En el hondo azul del agua acumulada de una presa, un hombre emerge, flota, nada, rumbo a la dura y simétrica estructura de concreto que la contiene. Es en dicha masa en la que aparece Lobo (Armando Hernández) completamente desnudo, casi a la deriva, un obrero metalúrgico, silencioso e incomunicado, un ser violento en medio de la agreste e irrefrenable violencia de su entorno, sujeto a una sola certeza: su amor por Paloma (Paloma Petra), empleada en una maquiladora, que extraña a su hermana Vanessa (Mónica del Carmen) y al resto de su familia en Linares.
El amor es un acto nutricio que revitaliza y vigoriza, pareciera ser la consigna de La Paloma y el Lobo (México, 2019), el largometraje debut del regiomontano Carlos Lenin Treviño. Incluso en las circunstancias más adversas, la atracción, la pertenencia y el cariño, emergen entre las ruinas de la violencia y la muerte que ha dejado el narcotráfico lo mismo en las plantas industriales que en las escuelas secundarias, en las vías ferroviarias, en las fiestas de quince años o en esos largos pasillos, apretados y asfixiantes, incómodos de tan repletos de objetos, que son las viviendas populares del norte del país.

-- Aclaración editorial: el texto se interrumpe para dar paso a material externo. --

PR #48, opened 2016-07-22
#37604 adjusted debug in task manager

manneohrstrom:
The debug logs are too noisy right now, filled with task information from the task manager.
Dialled down the noise level and added a setting, allowing developers to switch on this debug info if needed. It's useful when debugging concurrency issues but not useful generally.

### DIFF
--- a/python/task_manager/background_task_manager.py
+++ b/python/task_manager/background_task_manager.py
@@ -20,6 +20,11 @@ from .background_task import BackgroundTask
 from .worker_thread import WorkerThread
 from .results_poller import ResultsDispatcher
 
+# Set to True to enable extensive debug logging.
+# Useful for debugging concurrency issues.
+# Do not release with this setting set to True!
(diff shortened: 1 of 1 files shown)


python/task_manager/background_task_manager.py
```diff
@@ -20,6 +20,11 @@
 from .worker_thread import WorkerThread
 from .results_poller import ResultsDispatcher
 
+# Set to True to enable extensive debug logging.
+# Useful for debugging concurrency issues.
+# Do not release with this setting set to True!
+ENABLE_DETAILED_DEBUG = False
```
jfboismenu: I like environment variables for these sort of things. This way you can never commit the flag with True.

manneohrstrom: i have been to environment variable hell and back several times in my carreer. i think if the need ever arises, we can add it. One of Toolkit's original design goals was "no environment variables!" :)

PR #49, opened 2016-08-01
#37113 Shotgun Hierarchy Model

josh-t:
screen shot 2016-08-01 at 5 04 39 pm

These changes introduce a new `ShotgunHierarchyModel` which retrieves data via the new shotgun python-api call `nav_expand()`. The structure and organization of the model is very similar to the existing `ShotgunModel` and in fact they now share a new base class called `ShotgunQueryModel`. 

Example `nav_expand()` call:
```
sg.nav_expand(
    "/Project/65",                      # path to item in SG hierarchy (new concept)
    "Version.entity",                   # the entity field you're building a hierarchy to find
    {'Shot': ['created_at', 'code']}),  # as items are returned in hierarchy, include these fields for specified entity types
)
```
Results:
```
{
  "children": [
    {
      "has_children": true, 
      "label": "Assets", 
      "ref": {
        "kind": "entity_type", 
        "value": "Asset"
      }, 
      "target_entities": {
        "additional_filter_presets": [
          {
            "path": "/Project/65/Asset", 
            "preset_name": "NAV_ENTRIES", 
            "seed": {
              "field": "entity", 
              "type": "Version"
            }
          }
        ], 
        "type": "Version"
      }, 
      "url": "/Project/65/Asset"
    }, 
    {
      "has_children": true, 
      "label": "Shots", 
      "ref": {
        "kind": "entity_type", 
        "value": "Shot"
      }, 
      "target_entities": {
        "additional_filter_presets": [
          {
            "path": "/Project/65/Shot", 
            "preset_name": "NAV_ENTRIES", 
            "seed": {
              "field": "entity", 
              "type": "Version"
            }
          }
        ], 
        "type": "Version"
      }, 
      "url": "/Project/65/Shot"
    }
  ], 
  "has_children": true, 
  "label": "Big Buck Bunny", 
  "parent_url": "/", 
  "ref": {
    "kind": "entity", 
    "value": {
      "id": 65, 
      "type": "Project"
    }
  }, 
  "target_entities": {
    "additional_filter_presets": [
      {
        "path": "/Project/65", 
        "preset_name": "NAV_ENTRIES", 
        "seed": {
          "field": "entity", 
          "type": "Version"
        }
      }
    ], 
    "type": "Version"
  }, 
  "url": "/Project/65"
}
```
Basically, the results give you information about a single item including its `url`, `label`, `parent_url`, and a `ref` dictionary that tells you what the item represents. The current `kind`s are:

- `entity`: A concrete entity instance
- `entity_type`: A container for the type of entity (ex: "Asset", "Shot", etc)
- `list`: A container for other items 
- `no_entity`: A container for items with no parent entity (ex: "Shots with no Sequence")
- `None`: A placeholder that represents no items (ex: "No Shots")

In addition, the returned data has a `has_children` key that tells you if the item has children, and the `children` key gives you a list of immediate children with the same information (minus their list of children). 

From this data, the new model implements the `QAbstractItemModel`'s `hasChildren`, `canFetchMore` and `fetchMore` methods to build a lazy loaded hierarchy for the initial supplied path. 

Each item in the `ShotgunQueryModel` is tracked via a unique id. For the `ShotgunModel`, this is the `id` field of the entities. For the `ShotgunHierarchyModel` this is the `url` field returned via the query. 

Additional changes:
- Added a `SimpleShotgunModel` class that inherits `ShotgunHierarchyModel` that allows for very simple creation of a hierarchy model. Example:
```
    nav_model = shotgun_model.SimpleShotgunHierarchyModel(self)
    nav_model.load_data("/Project/65", "Version.entity")
```
- The `ShotgunDataRetriever` has a new method called `execute_nav_expand()` which corresponds to the new python api call. 
- There is a new utility method on `shotugnutils` called `color_mix`. This method allows for weighted combining of `QColor`s. For this particular PR, the method is used to blend the palette foreground and background colors to create a "greyed out" appearance for some text.

There is still some work to do on the `tk-framework-qtwidgets` side to finish a simple widget that uses this model, but this has probably been too long without fresh eyes. Things to consider for CR:

- The `ShotgunModel` now has a base class, so it's possible that I did something screwy. I took a lot of time to make sure the behavior and API were unchanged, but its possible I missed something.
- The caching mechanism is now a part of the base class and both the hierarchy and regular model share the logic (with the exception of the logic to build the path). This seemed like the best short term solution, but we have been discussing sqlite3 as a possible alternative. 
- Because the existing logic wrote the cache to disk each time the model changed, the hierarchy model is cached each time an item is expanded for the first time. This does not seem to be a bottle neck, but perhaps we should take an alternate approach?
- Some of the private concepts in the `ShotgunModel` have been exposed as protected methods in order to make the base class work. Should make sure the changes make sense from an API standpoint
- The nav API uses the term `path` in the docs but returns `url` fields in the return data. Consider how we should present this API. Perhaps we should push back for consistency on the Platform side since this is still unreleased.


manneohrstrom:
after reading the description, all i can say is: this looks total badass!

manneohrstrom:
nitpicky question: should `python/shotgun_globals/resources/icon_None.png` be called `python/shotgun_globals/resources/icon_None_dark.png` for consistency?

python/shotgun_model/shotgun_model_errors.py
```diff
@@ -0,0 +1,22 @@
...
+# This work is provided "AS IS" and subject to the Shotgun Pipeline Toolkit
+# Source Code License included in this distribution package. See LICENSE.
+# By accessing, using, copying or modifying this work you indicate your
+# agreement to the Shotgun Pipeline Toolkit Source Code License. All rights
+# not expressly granted therein are reserved by Shotgun Software Inc.
+
+import sgtk
+
+
+class ShotgunModelError(sgtk.TankError):
```
manneohrstrom: should we call it `errors.py`. That's consistent with other places.

python/util.py
```diff
@@ -0,0 +1,40 @@
...
+#
+# CONFIDENTIAL AND PROPRIETARY
+#
+# This work is provided "AS IS" and subject to the Shotgun Pipeline Toolkit
+# Source Code License included in this distribution package. See LICENSE.
+# By accessing, using, copying or modifying this work you indicate your
+# agreement to the Shotgun Pipeline Toolkit Source Code License. All rights
+# not expressly granted therein are reserved by Shotgun Software Inc.
+
+from sgtk.platform.qt import QtGui
```
manneohrstrom: The location of this is not right I think. Maybe we can move it into `shotgun_model/utils.py`? Or we should make a new module (folder) for utils.

python/shotgun_model/shotgun_query_model.py
```diff
@@ -0,0 +1,979 @@
...
+
+    # ---- caching/serialization related costants
+
+    # magic number for IO streams
+    _FILE_MAGIC_NUMBER = 0xDEADBEEF
+
+    # version of binary format
+    _FILE_VERSION = 22
+
+    def __init__(self, parent, bg_task_manager=0):
```
manneohrstrom: what's the deal with `=0`? should it be `None`? Also needs a docstring.

python/shotgun_model/shotgun_query_model.py
```diff
@@ -0,0 +1,979 @@
...
+    # protected properties
+
+    @property
+    def _cache_path(self):
+        """
+        Returns the cache path on disk for this instance.
+        """
+        return self._full_cache_path
+
+    @_cache_path.setter
```
manneohrstrom: py25!

python/shotgun_model/shotgun_query_model.py
```diff
@@ -0,0 +1,979 @@
...
+            return False
+
+        logger.debug(
+            "Now attempting cached data load from: %s ..." %
+            (self._cache_path,)
+        )
+
+        try:
+            time_before = time.time()
+            num_items = self._load_from_disk()
```
manneohrstrom: it seems `load_from_disk` isn't called from any subclasses so I think it should be made private, e.g. `__load_from_disk`. It's confusing, normally we handle "private" methods with underscores but in the case of class inheritance, we should try to make as much as possible `__private` and lave the `_single_underscore` only for methods intended to be subclassed (and official part of the supported interface).

python/shotgun_model/shotgun_query_model.py
```diff
@@ -0,0 +1,979 @@
...
+
+        This method currently handles:
+
+            - Converting datetime objects to universal time stamps.
+
+        :param sg_data:
+        :return:
+        """
+
+        # QT is struggling to handle the special timezone class that the
```
manneohrstrom: this issue has now been fixed in the shotgun API - wonder if we should bite the bullet and clean this up? Or maybe a separate ticket?

python/shotgun_model/shotgun_hierarchy_model.py
```diff
@@ -0,0 +1,847 @@
...
+        return child_item_count == 0 and item_data.get("has_children", False)
+
+    ############################################################################
+    # protected methods
+
+    def _create_item(self, data, parent=None, row=None):
+        """
+        Creates a model item given the supplied data and optional parent.
+
+        The supplied ``data`` corresponds to the results of a call to the
```
manneohrstrom: For every method that is protected and meant to be subclassed, I suggest we provide a small story in the docstring, explaining when it would be useful to subclass this method. I tried to do that with the Shotgun model and I think it helps both maintain and explore the code.

python/shotgun_model/shotgun_hierarchy_model.py
```diff
@@ -0,0 +1,847 @@
...
+
+        if row is not None:
+            parent.insertRow(row, item)
+        else:
+            # example of using sort/filter proxy model
+            parent.appendRow(item)
+
+        return item
+
+    def _get_data_cache_path(self, cache_seed=None):
```
manneohrstrom: should probably be private?

python/shotgun_model/shotgun_model.py
```diff
@@ -479,8 +319,47 @@ def _load_data(
...
+        # set our headers
+        headers = [self.FIRST_COLUMN_HEADER] + self._get_additional_column_headers(
+            self.__entity_type,
+            self.__column_fields,
+        )
+        self.setHorizontalHeaderLabels(headers)
+
+        return self._load_cached_data()
+
+    def _get_data_cache_path(self, cache_seed=None):
```
manneohrstrom: should probably be private?

josh-t:
icon is now `python/shotgun_globals/resources/icon_None_dark.png`. :)

python/shotgun_model/shotgun_model_errors.py
josh-t: fixed.

python/util.py
josh-t: added a new `utils` module since the method is useful in general (I think).

python/shotgun_model/shotgun_query_model.py
josh-t: I think this is leftover, cut/paste error from `schema_generation=0` arg. Fixed and updated docstring.

python/shotgun_model/shotgun_query_model.py
josh-t: oops! fixed.

python/shotgun_model/shotgun_query_model.py
josh-t: fixed this method. doing a pass to make sure everything else looks reasonable.

python/shotgun_model/shotgun_query_model.py
josh-t: I'll just remove it unless you object.

python/shotgun_model/shotgun_hierarchy_model.py
josh-t: yep. made this one private! :P

python/shotgun_model/shotgun_hierarchy_model.py
josh-t: yep. done.

python/shotgun_model/shotgun_model.py
josh-t: yep. done.

python/shotgun_model/shotgun_query_model.py
manneohrstrom: yes pls remove it! I think we should probably do the same for the shotgun utils - could you take a look and potentially create a ticket?

python/utils/color.py
```diff
@@ -0,0 +1,40 @@
...
+# This work is provided "AS IS" and subject to the Shotgun Pipeline Toolkit
+# Source Code License included in this distribution package. See LICENSE.
+# By accessing, using, copying or modifying this work you indicate your
+# agreement to the Shotgun Pipeline Toolkit Source Code License. All rights
+# not expressly granted therein are reserved by Shotgun Software Inc.
+
+from sgtk.platform.qt import QtGui
+
+
+def color_mix(c1, c1_strength, c2, c2_strength):
```
manneohrstrom: by putting this in the top level of shotgun utils i think we are making it a "component" that people can import into their apps - so we should make sure that when this is imported by for example the hierarchy model, it also uses import_module() rather than a .. style import (for the sphinx build).

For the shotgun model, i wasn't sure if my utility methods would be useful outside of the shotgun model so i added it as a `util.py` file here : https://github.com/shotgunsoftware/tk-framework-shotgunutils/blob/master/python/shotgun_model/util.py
PR #50, opened 2016-08-09
Checks disk for cached globals data for non-current projects.

thebeeland:
If getting schema or status information for a project other than that of the current context, we will now check on disk for cached data before going to Shotgun for it. Previously, we only looked on disk for the current project's schema cache, so all non-current projects required a Shotgun query.


manneohrstrom:
cr looks good!

PR #51, opened 2016-09-02
#38172 Allows for graceful failure when Hierarchy API is not available.

josh-t:
If you create a `ShotgunHierarchyModel` and the shotgun connection doesn't support the `nav_expand()` query, a single item will be added to the model that says the version of SG must be `v7.0.2` in order to use the model. A warning is also logged.

Adds a method: `shotgun_model.hierarchy_is_supported()` to allow graceful fallback for clients.

### DIFF
--- a/info.yml
+++ b/info.yml
@@ -21,7 +21,7 @@ display_name: "Shotgun Utilities Framework"
 description: "A Collection of QT objects and utilities to simplify app development and Shotgun connectivity."
 
 # Required minimum versions for this item to run
-requires_shotgun_version: "v7.0.2"
+requires_shotgun_version:
 requires_core_version: "v0.14.58"
 
 # the frameworks required to run this app
--- a/python/shotgun_model/shotgun_hierarchy_model.py
+++ b/python/shotgun_model/shotgun_hierarchy_model.py
@@ -395,17 +395,16 @@ class ShotgunHierarchyModel(ShotgunQueryModel):
             an external string via this parameter which will be added to the
             seed.
 
-        :return:
+        :returns: True if cached data was loaded, False if not.
         """
 
         if not self._hierarchy_is_supported:
             self.clear()
             root = self.invisibleRootItem()
-            item = QtGui.QStandardItem(
-                "WARNING: SG version must be v7.0.2 to use the Hierarchy Model")
+            item = QtGui.QStandardItem("WARNING: SG version must be v7.0.2 or higher to use the Hierarchy Model")
             item.setEditable(False)
             root.appendRow([item])
-            return
+            return False
 
         # we are changing the query
         self.query_changed.emit()
--- a/python/shotgun_model/shotgun_hierarchy_model.py
+++ b/python/shotgun_model/shotgun_hierarchy_model.py
@@ -28,7 +28,14 @@ logger = sgtk.platform.get_logger(__name__)
 
 class ShotgunHierarchyModel(ShotgunQueryModel):
     """
-    A Qt Model representing a Shotgun hierarchy query (``nav_expand()``).
+    A Qt Model representing a Shotgun hierarchy.
+
+    .. warning::
+
+        Use of this model requires version Shotgun ``v7.0.2`` or later.
+        Attempts to construct an instance of this model on an older version of
+        Shotgun will result with a single item in the model saying that
+        Hierarchy model isn't supported. A warning will also be logged.
 
     This class implements a standard :class:`~PySide.QtCore.QAbstractItemModel`
     specialized to hold the contents of a particular Shotgun query. It is cached
@@ -77,6 +84,8 @@ class ShotgunHierarchyModel(ShotgunQueryModel):
         """
 
         super(ShotgunHierarchyModel, self).__init__(parent, bg_task_manager)
+
+        self._hierarchy_is_supported = self._check_hierarchy_is_supported()
 
         self._path = None
         self._seed_entity_field = None
@@ -230,6 +239,9 @@ class ShotgunHierarchyModel(ShotgunQueryModel):
         :type index: :class:`~PySide.QtCore.QModelIndex`
         """
 
+        if not self._hierarchy_is_supported:
+            return False
+
         if not index.isValid():
             return False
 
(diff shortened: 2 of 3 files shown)


python/shotgun_model/shotgun_hierarchy_model.py
```diff
@@ -498,6 +543,9 @@ def _refresh_data(self):
         view related states such as selection.
         """
 
+        if not self._hierarchy_is_supported:
+            return
```
thebeeland: Should be `return None` since you're returning actual data at the end.

https://www.python.org/dev/peps/pep-0008/#programming-recommendations

python/shotgun_model/shotgun_hierarchy_model.py
```diff
@@ -362,6 +398,15 @@ def _load_data(
...
         """
 
+        if not self._hierarchy_is_supported:
+            self.clear()
+            root = self.invisibleRootItem()
+            item = QtGui.QStandardItem(
+                "WARNING: SG version must be v7.0.2 to use the Hierarchy Model")
+            item.setEditable(False)
+            root.appendRow([item])
+            return
```
thebeeland: Same as below, `return None`

python/shotgun_model/shotgun_hierarchy_model.py
```diff
@@ -362,6 +398,15 @@ def _load_data(
         :return:
         """
 
+        if not self._hierarchy_is_supported:
+            self.clear()
+            root = self.invisibleRootItem()
+            item = QtGui.QStandardItem(
+                "WARNING: SG version must be v7.0.2 to use the Hierarchy Model")
```
thebeeland: This should probably read "...must be v7.0.2 or higher..."

josh-t: addressed.

python/shotgun_model/shotgun_hierarchy_model.py
josh-t: fixed here.

python/shotgun_model/shotgun_hierarchy_model.py
josh-t: this method doesn't return anything.

python/shotgun_model/shotgun_hierarchy_model.py
```diff
@@ -255,6 +267,30 @@ def canFetchMore(self, index):
...
+    def _check_hierarchy_is_supported(self):
+        """
+        Checks the current Shotgun connection to make sure it supports
+        hierarchy queries.
+        """
+
+        # get the current shotgun connection
+        current_engine = sgtk.platform.current_engine()
+        sg_connection = current_engine.shotgun
+        server_caps = sg_connection.server_caps
```
manneohrstrom: minor: I am not sure this `server_caps` is strictly a public member of the API. To me, a fundamentally more pythonic approach would be to try to execute the operation, and look for a `ShotgunUnsupportedOnServer` exception and then gracefully fall back. This means all the version logic would reside inside the SG API and the exception would be the generic mechaism the Shotgun API used to report incompatibilities to calling code. Does that make sense?

What does the API return today if you run this against an old site?

info.yml
```diff
@@ -21,7 +21,7 @@ display_name: "Shotgun Utilities Framework"
 description: "A Collection of QT objects and utilities to simplify app development and Shotgun connectivity."
 
 # Required minimum versions for this item to run
-requires_shotgun_version: "v7.0.2"
+requires_shotgun_version:
```
manneohrstrom: this is confusing. Are we limiting all of the framework to require server 7.0.2 and at the same time adding a graceful fallback in case the server isn't 7.0.2?

python/shotgun_model/shotgun_hierarchy_model.py
```diff
@@ -255,6 +267,30 @@ def canFetchMore(self, index):
...
+
+        if not hierarchy_is_supported(sg_connection):
+            # oops, SG version is not compatible
+            cur_sg_version = "v%s" % (
+                ".".join(map(str,server_caps.version)))
+            logger.warning(
```
manneohrstrom: this warning you are composing here could be the exception message raised from the SG API...

python/shotgun_model/shotgun_hierarchy_model.py
```diff
@@ -359,9 +395,17 @@ def _load_data(
...
             seed.
 
-        :return:
+        :returns: True if cached data was loaded, False if not.
         """
 
+        if not self._hierarchy_is_supported:
+            self.clear()
+            root = self.invisibleRootItem()
+            item = QtGui.QStandardItem("WARNING: SG version must be v7.0.2 or higher to use the Hierarchy Model")
```
manneohrstrom: Is this too long? What does it look like in the UI? Normal items would be stuff like `abc_123`, `lighting` etc. right?

python/shotgun_model/shotgun_hierarchy_model.py
josh-t: Uh oh, I've used `server_caps` a few times in different places. :| 

Yeah, we should definitely discuss...

```python
>>> shotgun.server_caps.version
(7, 0, 0)
>>> shotgun.nav_expand("/", "Version.entity")
Traceback (most recent call last):
  File "<console>", line 1, in <module>
AttributeError: 'ShotgunWrapper' object has no attribute 'nav_expand'
```

Added to hot topics for discussion.

josh-t: Edited original response as it had a bad test case example.

If I call `nav_expand` with a newer version of python-api on old site, I get:

```python
>>> shotgun.server_caps.version
(6, 3, 9)
>>> shotgun.nav_expand("/", "Version.entity")
Traceback (most recent call last):
  File "<console>", line 1, in <module>
  File "/shotgun/configs/sgutils_test/install/core/python/tank_vendor/shotgun_api3/shotgun.py", line 2068, in nav_expand
    'entity_fields': entity_fields
  File "/shotgun/configs/sgutils_test/install/core/python/tank/authentication/shotgun_wrapper.py", line 59, in _call_rpc
    return super(ShotgunWrapper, self)._call_rpc(*args, **kwargs)
  File "/shotgun/configs/sgutils_test/install/core/python/tank_vendor/shotgun_api3/shotgun.py", line 2149, in _call_rpc
    self._response_errors(response)
  File "/shotgun/configs/sgutils_test/install/core/python/tank_vendor/shotgun_api3/shotgun.py", line 2425, in _response_errors
    raise Fault(sg_response.get("message", "Unknown Error"))
Fault: Uncaught exception! undefined method `nav_expand' for #<API3Handler:0x007f166622aca8>
>>> 
```

I agree, it feels like a proper interface or expected exception for checking supported features seems right. Like I said before, I've added to hot topics for discussion.

python/shotgun_model/shotgun_hierarchy_model.py
josh-t: Agree.

python/shotgun_model/shotgun_hierarchy_model.py
josh-t: My thought was that as long as `WARNING` showed up, it would be sufficient and most views would have scrolling/cell expansion to show the rest. I'm definitely open to change it though.

info.yml
josh-t: This removes the `7.0.2` requirement unless I'm misunderstanding your comment.

python/shotgun_model/shotgun_hierarchy_model.py
manneohrstrom: as long as it's readable it works for me! :)

info.yml
manneohrstrom: sorry i am an idiot. :(

PR #53, opened 2016-09-23
#37113 Reverts usage of some of the newer core features.

josh-t:
In order to fail gracefully on older versions of core, needed to revert usage of some of the features added in recent cores. Specifically, use of utilities like the `filesystem` and `logging` modules. 

Also made tweaks to provide better immediate feedback as to why hierarchy isn't supported.

### DIFF
--- a/docs/index.rst
+++ b/docs/index.rst
@@ -30,7 +30,6 @@ Contents:
    :maxdepth: 2
 
    shotgun_model
-   shotgun_hierarchy_model
    shotgun_data
    task_manager
    settings
--- a/docs/index.rst
+++ b/docs/index.rst
@@ -5,9 +5,8 @@ The Shotgun Utils Framework contains a collection of helpers and tools to make i
 painless to build consistent looking applications. It contains several modules which can each
 be used independently:
 
-- Shotgun Data and Shotgun Hierarchy models deriving from
-  :class:`~PySide.QtGui.QStandardItemModel` which makes it easy to quickly build
-  responsive, rich applications with data from your Shotgun site.
+- Shotgun Data model deriving from :class:`~PySide.QtGui.QStandardItemModel` which makes 
+  it easy to quickly build responsive, rich applications with data from your Shotgun site.
 
 - A settings system handles per-user preferences and makes it easy to work with the
   :class:`~PySide.QtCore.QSettings` class from within your app code.
--- a/python/shotgun_model/shotgun_hierarchy_model.py
+++ b/python/shotgun_model/shotgun_hierarchy_model.py
@@ -83,10 +83,8 @@ class ShotgunHierarchyModel(ShotgunQueryModel):
         super(ShotgunHierarchyModel, self).__init__(parent, bg_task_manager)
 
         # check for hierarchy support
-        current_engine = sgtk.platform.current_engine()
-        sg_connection = current_engine.shotgun
         (self._hierarchy_is_supported, self._hierarchy_not_supported_reason) = \
-            hierarchy_is_supported(sg_connection)
+            self.__hierarchy_is_supported()
 
         if not self._hierarchy_is_supported:
             self._log_warning(self._hierarchy_not_supported_reason)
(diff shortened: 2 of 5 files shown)


python/shotgun_model/shotgun_hierarchy_model.py
```diff
@@ -961,16 +938,22 @@ def hierarchy_is_supported(sg_connection):
...
-        server_caps.version and
-        server_caps.version >= (7, 0, 2) and
-        hasattr(sg_connection, "nav_expand")
-    )
+    if not (hasattr(sg_connection, "server_caps") and
+            server_caps.version and
+            server_caps.version >= (7, 0, 2)):
+        return (False, "The version of SG being used does not support hierarchy queries. v7.0.2 is required.")
+    elif not hasattr(sg_connection, "nav_expand"):
+        return (False, "The verison of the python-api being used does not support hierarchy queries.")
```
jfboismenu: version

python/shotgun_model/shotgun_hierarchy_model.py
```diff
@@ -961,16 +938,22 @@ def hierarchy_is_supported(sg_connection):
...
-    return (
-        hasattr(sg_connection, "server_caps") and
-        server_caps.version and
-        server_caps.version >= (7, 0, 2) and
-        hasattr(sg_connection, "nav_expand")
-    )
+    if not (hasattr(sg_connection, "server_caps") and
+            server_caps.version and
+            server_caps.version >= (7, 0, 2)):
+        return (False, "The version of SG being used does not support hierarchy queries. v7.0.2 is required.")
```
jfboismenu: Maybe it's because I'm not a native english speaker, but I think "does not support querying for the hierarchy"

python/shotgun_model/shotgun_hierarchy_model.py
jfboismenu: Same comment about hierarchy queries.

python/shotgun_model/shotgun_hierarchy_model.py
```diff
@@ -961,16 +938,22 @@ def hierarchy_is_supported(sg_connection):
 
     :param sg_connection: A shotgun connection.
 
-    :returns: ``True`` if hierarchy supported, ``False`` otherwise.
+    :returns: A tuple of 2 items where the first item is a boolean indicating
```
jfboismenu: I'm starting to use the `:rtype type:` and `:param type name: documentation`way of documenting stuff, I feel like the wording is better. I'm not sure this would help that much in this case, but I thought I'd mention it in case you wanted to experiment with it.

python/shotgun_model/shotgun_query_model.py
```diff
@@ -684,20 +681,36 @@ def _load_cached_data(self):
...
         except Exception, e:
-            logger.debug(
+            self._log_debug(
                 "Couldn't load cache data from disk.\n"
                 " Will proceed with full SG load.\n"
                 "Error reported: %s" % (e,)
             )
             return False
 
+    def _log_debug(self, msg):
```
jfboismenu: Feels like a recipe that should be part of the framework, something like a class you could derive from that has all the _log_* methods we need and uses .log when available. Let's discuss this in dailies.

docs/index.rst
```diff
@@ -30,7 +29,6 @@ Contents:
    :maxdepth: 2
 
    shotgun_model
-   shotgun_hierarchy_model
```
jfboismenu: Why are you removing this from the doc? Not officially supported yet?

python/shotgun_model/shotgun_hierarchy_model.py
```diff
@@ -85,7 +82,14 @@ def __init__(self, parent, schema_generation=0, bg_task_manager=None):
 
         super(ShotgunHierarchyModel, self).__init__(parent, bg_task_manager)
 
-        self._hierarchy_is_supported = self._check_hierarchy_is_supported()
+        # check for hierarchy support
+        current_engine = sgtk.platform.current_engine()
+        sg_connection = current_engine.shotgun
+        (self._hierarchy_is_supported, self._hierarchy_not_supported_reason) = \
+            hierarchy_is_supported(sg_connection)
```
jfboismenu: Wondering if hierarchy_is_supported can be a private class method instead of module public method. Is this used anywhere else?

python/shotgun_model/shotgun_hierarchy_model.py
```diff
@@ -407,7 +381,10 @@ def _load_data(
         if not self._hierarchy_is_supported:
             self.clear()
             root = self.invisibleRootItem()
-            item = QtGui.QStandardItem("WARNING: Hierarchy not supported. See logged warnings for details.")
+            item = QtGui.QStandardItem("WARNING: Hierarchy not supported")
+            item.setEditable(False)
+            root.appendRow([item])
+            item = QtGui.QStandardItem("- %s" % (self._hierarchy_not_supported_reason,))
```
jfboismenu: Nice!

python/shotgun_model/shotgun_hierarchy_model.py
josh-t: The demo app was using it, but I think you're right. I've updated based on your suggestion.

python/shotgun_model/shotgun_hierarchy_model.py
josh-t: I've been trying to use `:param type name:` as well when possible. I haven't been using `:rtype:` as much, but I like it. Updated here.

python/shotgun_model/shotgun_hierarchy_model.py
josh-t: Updated to: `does not support querying for the project hierarchy.`

python/shotgun_model/shotgun_hierarchy_model.py
josh-t: good eye. fixed.

josh-t: fixed with same as above.

docs/index.rst
josh-t: Correct. The python-api method is also not official yet, so holding off for now.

Un mundo en que dicha vida cotidiana está enmarcada en muros derruidos, frías estructuras graníticas, paredes grafiteadas, impasibles luces de neón o simples restos de construcciones sin techos ni ventanas, que se constituyeron en el doloroso y muy sufrido proceso que fue la transición de estudiante a cineasta para el realizador.
“De alguna manera es la mirada de una víctima”, relató el director, fotógrafo y guionista, quien confiesa haber experimentado la violencia, específicamente del narcotráfico, en primera persona, por lo que le interesaba compartir honestamente las historias afectivas pero también de la normalización de los asesinatos, torturas y desapariciones que suceden comúnmente en el país desde hace ya un par de décadas.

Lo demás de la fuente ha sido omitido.